Overview

Efficacy and Safety of Vedolizumab Subcutaneously (SC) as Maintenance Therapy in Ulcerative Colitis

Status:
Completed
Trial end date:
2018-08-21
Target enrollment:
0
Participant gender:
All
Summary
The purpose of this study is to assess the effect of vedolizumab subcutaneous (vedolizumab SC) maintenance treatment on clinical remission at Week 52 in participants with moderately to severely active ulcerative colitis (UC) who achieved clinical response following administration of vedolizumab intravenous (vedolizumab IV) induction therapy.
Phase:
Phase 3
Accepts Healthy Volunteers?
No
Details
Lead Sponsor:
Takeda
Treatments:
Vedolizumab
Criteria
Inclusion Criteria:

1. Diagnosis of ulcerative colitis (UC) established at least 6 months prior to screening,
by clinical and endoscopic evidence and corroborated by a histopathology report.

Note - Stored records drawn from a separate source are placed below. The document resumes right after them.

Issue #16291, opened 2023-07-24
Integrate raft's new feature (async write) into etcd


ahrtr:
### What would you like to be added?

raft introduced a new feature [async write](https://github.com/etcd-io/raft/pull/8), etcd should try to integrate the new feature into etcd.

### Why is this needed?

Improve performance

yashkundu:
Hi @ahrtr, @jmhbnz  I really want to work on this feature and contribute, can you please assign this issue to me?

serathius:
Draft that I implemented some time ago https://github.com/etcd-io/etcd/pull/18027

mjlshen:
I took an initial stab at this in #22223 and have a couple questions:

1. Should this be behind a feature flag such as `RaftAsyncStorageWrites` (I'm leaning towards yes)?
2. I am not sure if I'm benchmarking properly. I can get `tools/benchmark` working against a three-node etcd cluster running in Docker Desktop on my Macbook, but that's probably not ideal. Is there recommended hardware to run the benchmark on? I want to make sure I'm providing relevant data when comparing performance.

serathius:
Ad 1, yes
Ad 2, I would want to try to develop https://perf-dash.k8s.io/#/?jobname=etcd&metriccategoryname=EtcdAPIPerformance&metricname=Benchmark%20&Operation=PUT to have the benchmark results publicly verifiable. To test it we would need to:
1. Tune the arguments passed in benchmark put to be more aggressive https://github.com/kubernetes/test-infra/blob/d9b63ee450b630ce64602d10303f6279729f42dc/config/jobs/etcd/etcd-benchmarks-periodic.yaml#L4
2. Copy the job to have optional presubmit that you could run on PR.
3. Consider if we need more benchmarks to cover all dimensions that async raft impacts.

PR #18027, opened 2024-05-19
Async raft

serathius:
Having fun rewriting the raft handling code in etcd to use raft async feature.

Ref https://github.com/etcd-io/etcd/issues/16291


serathius:
Draft for https://github.com/etcd-io/etcd/issues/16291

2. Moderately to severely active UC as determined by a complete Mayo score of 6-12 (with
an endoscopic subscore ≥2)

3. Evidence of UC extending proximal to the rectum (≥15 cm of involved colon).

4. Inadequate response with, loss of response to, or intolerance to corticosteroids,
immunomodulators, or Tumor Necrosis Factor-alpha (TNF-α) antagonists

Exclusion Criteria:

1. Evidence of abdominal abscess or toxic megacolon at the initial Screening Visit.

2. Extensive colonic resection, subtotal or total colectomy.

3. Ileostomy, colostomy, or known fixed symptomatic stenosis of the intestine.

4. Prior exposure to investigational or approved non-biologic therapies (eg,
cyclosporine, tacrolimus, thalidomide, methotrexate or tofacitinib) for the treatment
of underlying disease within 30 days or 5 half-lives of screening (whichever is
longer).

5. Prior exposure to any investigational or approved biologic or biosimilar agent within
60 days or 5 half-lives of screening (whichever is longer).

6. Prior exposure to vedolizumab

7. Surgical intervention for UC required at any time during the study.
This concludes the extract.